SIK3-N783Y lead to decreased kinase activity. (A) In vitro kinase assay of recombinant SIK3-WT and SIK3-N783Y with recombinant HDAC4/5 as substrates and immunoblot with HDAC4/5 phosphorylation specific antibody. (B) Quantified results for (A). The phosphosites in HDAC4/5 are shown on the Top. (C) In vitro kinase assay with SIK inhibitor YKL-06-062 as control. (D) Schematic of different SIK3 mutations. (E) In vitro kinase assay similar to (A) but with different mutant forms of SIK3. (F) Quantified results for (E). (G) Representative immunoblots with an anti-SPP antibody for different forms of immunoprecipitated SIK3 in the transfected HEK293 cells. (H) Quantified results for (G). *P < 0.05, **P < 0.01, ****P < 0.0001, n.s. not significant. unpaired t test for (B). One-way ANOVA, post hoc Tukey’s multiple comparisons test (F and H).
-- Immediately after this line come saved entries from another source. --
PR #578, opened 2026-08-26
Gate bounded-numeric write pushdown on a NaN-free source (CI for #576)

sfc-gh-dachristensen:
CI mirror of #576 (external contribution by @kr-rali from `kernelsol/pg_lake`), pushed to an origin branch because fork PRs don't get automatic CI. Original PR: https://github.com/Snowflake-Labs/pg_lake/pull/576. Addresses #559.

The branch now carries a different fix than #576. See "What changed from #576" below.

## Problem

Bounded `numeric(P,S)` blocks INSERT..SELECT and COPY FROM pushdown entirely, because a PostgreSQL numeric can hold NaN and a DuckDB/Iceberg `DECIMAL` cannot represent one. Every decimal-bearing write therefore goes through the row-by-row path (per-datum validation + CSV exchange), which is substantially slower than the delegated columnar path for bulk loads.

## Approach

Allow pushdown only where a NaN is impossible by construction, rather than trying to catch NaN on the pushdown path.

An INSERT..SELECT is pushdownable when every bounded numeric target column is fed by a numeric column of a Parquet-based pg_lake source. Parquet `DECIMAL` has no NaN encoding, so such a column cannot produce one. Everything else — casts, arithmetic, constants, CSV/JSON sources, nested numeric — stays on the non-pushdown path, where `IcebergErrorOrClampNumericDatum` applies `out_of_range_values` as it does today.

This is a whitelist over the resolved target-list expression (Vars, through subquery levels), so an unrecognised expression is conservatively rejected rather than silently admitted. COPY FROM keeps its current behaviour: ruling out NaN there needs the source file's own column types, which aren't available at that point.

## What changed from #576

#576 kept bounded numeric on the pushdown path and tried to make NaN safe there, via a vectorized `isnan()` guard in the Iceberg validation wrapper plus a deparse-level refusal of the float-to-numeric cast. Testing that mechanism found three problems:

* **The guard is unreachable.** `IcebergWrapQueryWithErrorOrClampChecks` builds `SELECT <guarded expr> FROM (<original query>)`. The cast to `DECIMAL` happens in the inner projection, so DuckDB errors there before the outer guard is evaluated. This holds for every source type, not just VARCHAR — `SELECT 'nan'::DOUBLE::DECIMAL(10,2)` fails the same way.
* **The deparse refusal regressed reads.** It lives in `foreign_expr_walker()`, which is shared with read pushdown, so it also stopped scan quals like `round(double precision)` from shipping.
* **A cast blacklist can't be complete.** `text::numeric` arrives as `CoerceViaIO`, not a `numeric()` `FuncExpr`, and slipped through.

The guard and the deparse refusal are both removed; `foreign_expr_walker()`, `shippable.c`, `iceberg_query_validation.c` and the math-function read-pushdown tests are back to their state on main.

## Tests

`test_numeric_insert_select_pushdown` asserts with plain `EXPLAIN` (not `EXPLAIN ANALYZE`, which would execute the insert) on each pushdown claim:

* decimal-to-decimal from an Iceberg source is pushed down, and the data round-trips exactly;
* a `float8` source column is not pushed down, and `clamp` turns its NaN into NULL;
* `text::numeric(10,2)` is not pushed down in either the `::` or `CAST(...)` spelling, and clamps rather than raising a DuckDB conversion error;
* `error` reports `NaN is not supported for Iceberg decimal`;
* a `'NaN'::numeric` constant is not pushed down;
* a CSV-backed source is not pushed down for a numeric target, but is for a bigint-only target — so the format half of the gate is what's rejecting it.


kr-rali:
@sfc-gh-dachristensen thank you for all your help today! Please let us know if you need any assistance from our side. For the record our COPY command went from 190sec -> 20sec with the same volume 👍

pg_lake_table/src/planner/query_pushdown.c
```diff
@@ -769,6 +769,20 @@ ProcessNotShippableExpressionWalker(Node *node, IsShippableContext * context)
...
+		 * A float-to-numeric cast can produce NaN, which DuckDB's DECIMAL
+		 * cast rejects before the Iceberg NaN guard applies; keep such casts
+		 * on the PostgreSQL side so out_of_range_values semantics hold.
+		 */
+		if (funcExpr->funcid == F_NUMERIC_FLOAT8 || funcExpr->funcid == F_NUMERIC_FLOAT4)
+		{
+			if (context->stopAtFirstNotShippable)
+				return true;
+
+			RecordNotShippableObject(context, InvalidOid, InvalidOid,
```
sfc-gh-dachristensen: Do we want the Record before the return, or is there precedence for this?

pg_lake_table/src/planner/query_pushdown.c
```diff
@@ -797,6 +811,26 @@ ProcessNotShippableExpressionWalker(Node *node, IsShippableContext * context)
 	}
 #endif
 
+	/*
+	 * A NaN numeric constant cannot be represented by a DuckDB DECIMAL and
```
sfc-gh-dachristensen: Do we need to consider +-Infinity as well?

pg_lake_table/src/fdw/deparse.c
```diff
@@ -549,6 +560,15 @@ foreign_expr_walker(Node *node,
 				if (!is_shippable(fe->funcid, ProcedureRelationId, node))
 					return false;
 
+				/*
+				 * A float-to-numeric cast can produce NaN, which DuckDB's
+				 * DECIMAL cast rejects before the Iceberg NaN guard applies;
+				 * keep such casts on the PostgreSQL side so
+				 * out_of_range_values semantics hold.
+				 */
+				if (fe->funcid == F_NUMERIC_FLOAT8 || fe->funcid == F_NUMERIC_FLOAT4)
```
sfc-gh-mslot: `CoerceViaIO` remains shippable, so this only covers the FuncExpr form of the cast. Verified on this head: `INSERT INTO num_clamp SELECT id, val::numeric(10,2) FROM txt_src` where val is text 'NaN' and the table is `out_of_range_values = 'clamp'` is pushed down and fails with `Conversion Error: Could not convert string "NaN" to DECIMAL(10,2)`; on main the same statement was not pushed down and clamped to NULL. The validation wrapper is emitted around the query, but the inner VARCHAR-to-DECIMAL cast errors first, so it never gets to apply the policy.

pg_lake_table/src/planner/insert_select.c
```diff
@@ -450,10 +455,13 @@ TypeContainsUnsuitableForPushdown(Oid typeId, int32 typmod, CopyDataFormat sourc
 		}
 #endif
 
-		ereport(DEBUG4,
-				(errmsg("Numeric type is not pushdownable")));
+		if (!FormatUsesParquet(sourceFormat))
```
sfc-gh-mslot: `RelationColumnsSuitableForPushdown` is called at insert_select.c:118 with `properties.format` of the *insert target*, so `sourceFormat` here is the target's format on this path, not the source's. For any Iceberg target this check is therefore always true whatever the actual source is, which is how the text-to-numeric case above gets through. The COPY caller at pg_lake_copy/src/copy/copy.c:671 does pass a real source format, so the parameter means two different things depending on the caller — worth renaming or splitting.

pg_lake_engine/src/pgduck/iceberg_query_validation.c
```diff
@@ -230,6 +231,43 @@ AppendIcebergValidationExpression(StringInfo buf, const char *expr,
...
+	 * written into a decimal target can, so clamp it to NULL or error
+	 * according to the policy.  This is the vectorized counterpart of
+	 * IcebergErrorOrClampNumericDatum on the non-pushdown path.
+	 */
+	if (typeOid == NUMERICOID)
+	{
+		if (policy == ICEBERG_OOR_CLAMP)
+		{
+			appendStringInfo(buf,
+							 "CASE WHEN isnan(CAST(%s AS DOUBLE)) THEN NULL ELSE %s END",
```
sfc-gh-mslot: The comment above says a DECIMAL source makes this fold to a constant-false branch. DuckDB 1.4.3 does not: `EXPLAIN SELECT CASE WHEN isnan(CAST(a AS DOUBLE)) THEN NULL ELSE a END FROM t` with `a DECIMAL(38,10)` keeps both the cast and the isnan call in the projection. The pgduck log for a plain decimal-to-decimal pushdown on this head confirms the wrapper is applied to a `DECIMAL(38,10)` column, so every pushed-down write now pays a decimal-to-double cast per row per numeric column. Either skip the expression when the column type is a representable decimal, or drop the folding claim and measure the cost.

pg_lake_table/tests/pytests/test_insert_select_pushdown.py
```diff
@@ -1387,6 +1388,83 @@ def test_nan_arithmetic_error(
...
+        assert "Custom Scan (Query Pushdown)" in str(results)
+
+        run_command("INSERT INTO num_tgt SELECT * FROM num_src;", pg_conn)
+        pg_conn.commit()
+
+        result = run_query("SELECT count(*), sum(amt) FROM num_tgt", pg_conn)
+        assert result[0][0] == 1000
+        assert result == run_query("SELECT count(*), sum(amt) FROM num_src", pg_conn)
+
+        # NaN arriving through a float8 source column is clamped to NULL
```
sfc-gh-mslot: This INSERT is not pushed down on this head — `EXPLAIN INSERT INTO num_clamp SELECT id, val FROM dbl_src` shows no Query Pushdown node, because the float8-to-numeric assignment coercion is refused by the new deparse.c check. So this assertion and the error-policy one below both exercise `IcebergErrorOrClampNumericDatum`, and since both paths raise the identical "NaN is not supported for Iceberg decimal" string, the assertions cannot distinguish them. The docstring's attribution to the vectorized isnan() expression is inaccurate and that expression has no coverage; an EXPLAIN assertion here would have caught it.

pg_lake_table/tests/pytests/test_mathematical_functions_pushdown.py
```diff
@@ -72,13 +72,15 @@
     ("round(col_int8)", "WHERE round(col_int8, 5) > 0", '"round"(', True),
     ("round(numeric)", "WHERE round(col_numeric, 5) > 0", '"round"(', True),
     ("round(numeric_3_1)", "WHERE round(col_numeric_1, -1) <= 0", '"round"(', True),
-    ("round(real)", "WHERE round(col_real::numeric, 10) > 0", '"round"(', True),
-    ("round(col_float)", "WHERE round(col_float::numeric, 5) > 0", '"round"(', True),
+    # A float-to-numeric cast can yield NaN, which DuckDB's DECIMAL cast
+    # rejects, so these stay on the PostgreSQL side (see deparse.c).
```
sfc-gh-mslot: These flips are a read-path change, not a write-path one: the refusal in `foreign_expr_walker` is unconditional, so `SELECT count(*) FROM dbl_src WHERE val::numeric > 0` also stops shipping. Since these are explicit casts, restricting on funcformat would not restore them — the refusal would have to be scoped to Iceberg write paths instead. Either way the description should say that read pushdown regresses.

sfc-gh-mslot (changes requested):
The decimal-to-decimal pushdown works and is a real win, but three things do not line up.

1. `text::numeric` is still shippable, so an `INSERT ... SELECT val::numeric(10,2) FROM <text column>` with 'NaN' is now pushed down and fails with a raw DuckDB conversion error under `out_of_range_values = 'clamp'`, where main clamped to NULL.
2. The float8-to-numeric case the new `isnan()` expression exists for is refused in deparse.c, so that expression is not reached and the new test's clamp/error assertions run on the pre-existing datum path.
3. `isnan(CAST(col AS DOUBLE))` is not folded away by DuckDB for DECIMAL columns, so every pushed-down write evaluates the cast per row.

All three verified locally against 601bac7a. Details inline.

pg_lake_table/src/planner/insert_select.c
```diff
@@ -398,14 +407,113 @@ RelationSuitableForPushdown(Relation relation, bool allowDefaultConsts)
...
+
+	if (rte->rtekind == RTE_SUBQUERY)
+	{
+		TargetEntry *targetEntry =
+			get_tle_by_resno(rte->subquery->targetList, var->varattno);
+
+		if (targetEntry == NULL || targetEntry->resjunk)
+			return false;
+
+		return ExprIsNanFreeNumeric((Node *) targetEntry->expr, rte->subquery,
```
sfc-gh-mslot: For a set-operation subquery PostgreSQL builds the target list from the leftmost leaf, so every Var we follow from here resolves into the left branch and the right one is never looked at.

`INSERT INTO num_clamp SELECT id, amt FROM num_src UNION ALL SELECT id, val::numeric(38,10) FROM txt_src`, with num_src a Parquet-backed numeric and txt_src holding 'NaN', is pushed down on this head and fails with `Conversion Error: Could not convert string "NaN" to DECIMAL(38,10)`. On main it was not pushed down and succeeded.

Probably want to give up when `rte->subquery->setOperations != NULL`, or recurse into each leaf.

pg_lake_table/src/planner/insert_select.c
```diff
@@ -398,14 +407,113 @@ RelationSuitableForPushdown(Relation relation, bool allowDefaultConsts)
...
+	if (rte->rtekind != RTE_RELATION || !IsAnyLakeForeignTableById(rte->relid))
+		return false;
+
+	/*
+	 * A numeric column of a CSV or JSON source is parsed with PostgreSQL
+	 * semantics, which accept NaN.
+	 */
+	PgLakeTableProperties sourceProperties = GetPgLakeTableProperties(rte->relid);
+
+	if (!FormatUsesParquet(sourceProperties.format))
```
sfc-gh-mslot: This and the `var->vartype` check above both read the catalog rather than the file, so a column declared numeric over a Parquet column that is physically DOUBLE gets through, and the "Parquet DECIMAL has no NaN" argument does not hold for it.

With a foreign table `(id bigint, amt numeric(38,10))` over a file written from `'NaN'::float8`, the insert is pushed down, reports success, and the target's data file comes out with a DOUBLE column where the Iceberg schema says DECIMAL(38,10). Every later read of the target then fails with `failed to cast column "val" from type DOUBLE to DECIMAL(38,10)`. main clamped it to NULL.

Restricting to `DATA_FORMAT_ICEBERG` sources, where pg_lake wrote the file itself, would rule that out. Is there a cheaper way to get at the actual Parquet column type here?

sfc-gh-mslot (changes requested):
Thanks for reworking this. The allowlist is a much better shape, and my three earlier points are gone with it: the guard that could not be reached, the read pushdown regression from the deparse refusal, and the missing EXPLAIN assertions.

Two shapes still get past the gate though, and both regress against main. Details inline. The set operation one raises a raw DuckDB conversion error where main succeeded, and the declared-numeric-over-DOUBLE-Parquet one is the worse of the two because the insert reports success and leaves the target table unreadable.

Both verified against this head, A/B'd against a main build in the same prefix.

pg_lake_table/src/planner/insert_select.c
sfc-gh-mslot: The numeric half of this is moot now that `numericSafety` carries that decision. The parameter is still the target's format at insert_select.c:120 and the source's at copy.c:671 though, and nested-type pushdown is still gated on it, so the two callers still mean different things. Fine to leave for a follow-up.

pg_lake_table/src/planner/insert_select.c
sfc-gh-mslot: recursing into the leaves now, so a set operation is only pushed down when every leaf is a decimal column of a table pg_lake wrote. added the `UNION ALL` case from your example, plus an all-decimal union that still gets pushed down so the fix isn't just "give up on set operations".

pg_lake_table/src/planner/insert_select.c
sfc-gh-mslot: switched the source test to `IsInternalIcebergTable`, which also rules out external Iceberg tables where the declared type can lie the same way. no cheap way to get the real Parquet type at plan time that I can see: it means reading the footer, so a pgduck round trip per candidate column on every INSERT..SELECT. covered with a foreign table over a file written from `'NaN'::float8`.

sfc-gh-mslot:
pushed a different take. rather than a whitelist of NaN-free sources, the float -> numeric casts are now not shippable at all: DuckDB rounds the binary value where postgres rounds the shortest round-tripping decimal text, so `1.005::float8::numeric(10,2)` is 1.00 in DuckDB and 1.01 here. a NaN numeric constant is not shippable either.

with those out of any pushed-down query, bounded numeric INSERT..SELECT can be broadly allowed - a decimal column has no NaN to read and DuckDB decimal arithmetic cannot produce one - so arithmetic, aggregates and CSV sources are pushed down again. only two ways in are left to check: a text -> numeric cast and a numeric parameter.

two gaps left open: COPY into a bounded numeric column still refuses pushdown, because the source file column type is not known there. and a numeric parameter on the read side (`PREPARE p(numeric) AS SELECT $1 FROM src`) still fails in DuckDB with `Could not convert string "NaN" to DECIMAL`, which is a pre-existing bug on main that needs execution-time handling.

pg_lake_table/src/planner/insert_select.c
```diff
@@ -418,42 +477,42 @@ TypeContainsUnsuitableForPushdown(Oid typeId, int32 typmod, CopyDataFormat sourc
...
+		 * A bounded numeric maps to DuckDB DECIMAL, which has no NaN.  A NaN
+		 * reaching DuckDB fails the cast to DECIMAL rather than honouring
+		 * out_of_range_values, and it fails inside the projection that
+		 * performs the cast, so no wrapper around the query can intercept it.
+		 * The caller has to have established that no value feeding the column
+		 * can be NaN; otherwise the write stays on the non-pushdown path,
+		 * which clamps or rejects NaN via IcebergErrorOrClampSlotInPlace /
+		 * IcebergErrorOrClampDatum.
+		 */
+		if (numericSafety != NUMERIC_PUSHDOWN_NAN_FREE)
```
sfc-gh-mslot: are we wiring numericSafety through just to adjust the debug message? seems a bit excessive

sfc-gh-mslot: it was gating pushdown rather than the message, but you're right that it needs no type information, so it should not have been a parameter. `IsPushdownableInsertSelectQuery` now refuses a query that can produce a NaN numeric and `RelationColumnsSuitableForPushdown` is back to its signature on main, which also gives COPY bounded-numeric pushdown back.

sfc-gh-mslot (approved):
the four points from my earlier reviews are addressed: text-to-numeric casts and NaN numeric constants are no longer shippable, the float8 cast is refused in the planner instead of being wrapped in a per-row isnan(), and set operation leaves are covered because the check walks the whole query. decimal-to-decimal INSERT..SELECT is broadly pushed down now, which was the point.

the declared-numeric-over-DOUBLE-Parquet case stays open by decision: ruling it out needs the file's own column type at plan time, which is a footer read per candidate column.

Data are mean ± SEM.

Fig. 3.

Sik3-N783Y mice demonstrate reduced sleep time. (A–C) Total wake (A), NREM sleep (B), and REM sleep (C) time within 24 h, light phase, and dark phase were measured by EEG/EMG. (D) NREM sleep delta power was plotted hourly over 24 h. (E) Schematic of sleep deprivation (SD) workflow. (F–H) NREM (F), REM (G), and total sleep (H) time within 18 h (18 h), light phase (6 to 12 h), and dark phase (12 to 24 h) measured by EEG/EMG were calculated. (I) NREM sleep delta power was plotted hourly over 18 h following SD. Sleep measurements for Sik3^+/+ (WT) (n =16), Sik3^NY/+(n = 19), Sik3^NY/NY (n = 15) under basal conditions. Sleep times for Sik3^+/+ (WT) (n = 11), Sik3^NY/+ (n = 9) and Sik3^NY/NY (n = 13) after SD. *P < 0.05, **P < 0.01. One-way ANOVA (A to C, F to H); two-way ANOVA, post hoc Sidak’s multiple comparisons test (D and I). Data are mean ± SEM.

Fig. 4.

Brains of Sik3^N783Y/N783Y mutant (Mut) mice exhibited extensive hypophosphorylation. (A) Experiment workflow for proteomic and phosphoproteomic analysis. (B) Summary of quantified significant change in the phosphoproteome and proteome. (C and D) Volcano plots showing changes of all phosphopeptides in phosphoproteome (C) and proteins in proteome (D). (E and F) Pie chart indicating the fraction of hyperphosphorylated (E) and hypophosphorylated (F) peptides which also exhibited significant increase(red) or decrease (blue) in protein abundance. Light red and light blue indicate alterations exclusively in protein phosphorylation, without corresponding changes in total protein abundance.

Fig. 5.

N783Y mutation led to phosphorylation changes at synapse. (A and B) Top20 Gene Ontology (GO) cellular component (CC) (A) and biological process (BP) (B) annotations for the DEPs in Mut/WT comparison. (C) Venn diagram of quantified DEPs (Left) and phosphoproteins (Right) overlapped with previously identified total (Upper) and cycling (Lower) synaptic phosphopeptides and phosphoproteins. (D) Heatmap profile of changes of SNIPPs in the phosphorylation state (Left panel) and total protein abundance (Right panel) in two comparisons. (E) Mean phosphorylation changes of SNIPPs in two animal models. (F) Representative immunoblots using indicated antibodies with the forebrain lysate collected from WT and Mut mice. (G) Quantified results for (F). Mut/WT: Sik3^NY/NY vs. WT; Slp/WT: Sik3^Sleepy/+ vs. WT. n.s. not significant, **P < 0.01. Chi square test (E), unpaired t test (G).

Fig. 6.

N783Y mutation led to phosphorylation changes of kinases. (A and B) Volcano plot showing changes of all putative kinases in phosphoproteome (A) and proteome (B) in the Sik3^NY/NY (Mut)/WT group. (C) Enrichment results of kinase–substrate relationships were organized and visualized in a chord plot. The most enriched kinases were shown on the Right (red rings), while the substrates were displayed on the Left (green rings). Every colored chord represents the kinase–substrate relationship originated from one kinase. (D) KSEA enrichment in the Mut/WT group. (E) Representative immunoblots using antibody against phospho-PKA in the forebrain lysate from Sik3^WT and Sik3^NY/NY mice. (F) Quantified results for (E). (G) Same as (E) except antibody against phospho-MAPK substrate motif was used. (H) Quantified results for (G). *P < 0.05, unpaired t test.